PR #521, opened 2024-08-19
Remove dwh-migration-client

dawidxc:
I'm removing the `dwh-migration-client`, because it seems unused.

### DIFF
--- a/build.gradle
+++ b/build.gradle
@@ -12,9 +12,6 @@ distributions {
                 exclude "**/__pycache__"
                 into "client"
             }
-            from("bin/dwh-migration-client") {
-                into "bin"
-            }
             project(":dumper:app").afterEvaluate {
                 from it.tasks.installPublishedDist
             }
--- a/bin/dwh-migration-client
+++ b/bin/dwh-migration-client
@@ -1,3 +1,0 @@
-#!/bin/sh -ex
-
-exec dwh-migration-client "$@"


build.gradle
```diff
@@ -12,9 +12,6 @@ distributions {
                 exclude "**/__pycache__"
                 into "client"
             }
-            from("bin/dwh-migration-client") {
```
misolt, line 15: What was the original purpose of this client?

ajwelch4: I vote to remove this.

This used to just pass a Python script in the `client` directory to the `python3` interpreter: https://github.com/google/dwh-migration-tools/blob/5d973352a04b41da1e9c36c1063ff506c6ed6f03/bin/dwh-migration-client#L3

Then, due to a whole bunch of reasons, the Python client morphed into a more full-fledged Python project that was installed via `pip` (or your preferred Python package manager) which placed an executable script named [`dwh-migration-client`](https://github.com/google/dwh-migration-tools/blob/1e1c153373d319fb67619820c8b25f0f241972cb/client/setup.py#L44-L47) on the `PATH`. This `bin/dwh-migration-client` script was then modified to call the `dwh-migration-client` script on the `PATH` which IMHO was unnecessary and confusing but I believe it was kept to maintain backwards compatibility or parity with the dumper's `bin/dwh-migration-dumper` script.

Nowadays, the Python client is [installed](https://github.com/google/dwh-migration-tools/tree/main/client#installation) via `pip` (or your preferred Python package manager) which places an executable script named [`bqms_run`](https://github.com/google/dwh-migration-tools/tree/main/client#running-using-bqms-run-directly) on the `PATH`: https://github.com/google/dwh-migration-tools/blob/main/client/pyproject.toml#L8. There is also an opinionated [`run.sh`](https://github.com/google/dwh-migration-tools/tree/main/client#running-using-runsh) example script that calls `bqms_run`. It seems this `bin/dwh-migration-client` script was lost in the shuffle and I think it should just be deleted as opposed to modified to call `bqms_run` or the example `run.sh` script.

Ultimately, this whole Python client needs to go away.

ajwelch4 (approved):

########

**Prompt**
Take the records and restate them word for word.

**Answer box**
PR #521, opened 2024-08-19
Remove dwh-migration-client

dawidxc:
I'm removing the `dwh-migration-client`, because it seems unused.

### DIFF
--- a/build.gradle
+++ b/build.gradle
@@ -12,9 +12,6 @@ distributions {
                 exclude "**/__pycache__"
                 into "client"
             }
-            from("bin/dwh-migration-client") {
-                into "bin"
-            }
             project(":dumper:app").afterEvaluate {
                 from it.tasks.installPublishedDist
             }
--- a/bin/dwh-migration-client
+++ b/bin/dwh-migration-client
@@ -1,3 +1,0 @@
-#!/bin/sh -ex
-
-exec dwh-migration-client "$@"


build.gradle
```diff
@@ -12,9 +12,6 @@ distributions {
                 exclude "**/__pycache__"
                 into "client"
             }
-            from("bin/dwh-migration-client") {
```
misolt, line 15: What was the original purpose of this client?

ajwelch4: I vote to remove this.

This used to just pass a Python script in the `client` directory to the `python3` interpreter: https://github.com/google/dwh-migration-tools/blob/5d973352a04b41da1e9c36c1063ff506c6ed6f03/bin/dwh-migration-client#L3

Then, due to a whole bunch of reasons, the Python client morphed into a more full-fledged Python project that was installed via `pip` (or your preferred Python package manager) which placed an executable script named [`dwh-migration-client`](https://github.com/google/dwh-migration-tools/blob/1e1c153373d319fb67619820c8b25f0f241972cb/client/setup.py#L44-L47) on the `PATH`. This `bin/dwh-migration-client` script was then modified to call the `dwh-migration-client` script on the `PATH` which IMHO was unnecessary and confusing but I believe it was kept to maintain backwards compatibility or parity with the dumper's `bin/dwh-migration-dumper` script.

Nowadays, the Python client is [installed](https://github.com/google/dwh-migration-tools/tree/main/client#installation) via `pip` (or your preferred Python package manager) which places an executable script named [`bqms_run`](https://github.com/google/dwh-migration-tools/tree/main/client#running-using-bqms-run-directly) on the `PATH`: https://github.com/google/dwh-migration-tools/blob/main/client/pyproject.toml#L8. There is also an opinionated [`run.sh`](https://github.com/google/dwh-migration-tools/tree/main/client#running-using-runsh) example script that calls `bqms_run`. It seems this `bin/dwh-migration-client` script was lost in the shuffle and I think it should just be deleted as opposed to modified to call `bqms_run` or the example `run.sh` script.

Ultimately, this whole Python client needs to go away.

ajwelch4 (approved):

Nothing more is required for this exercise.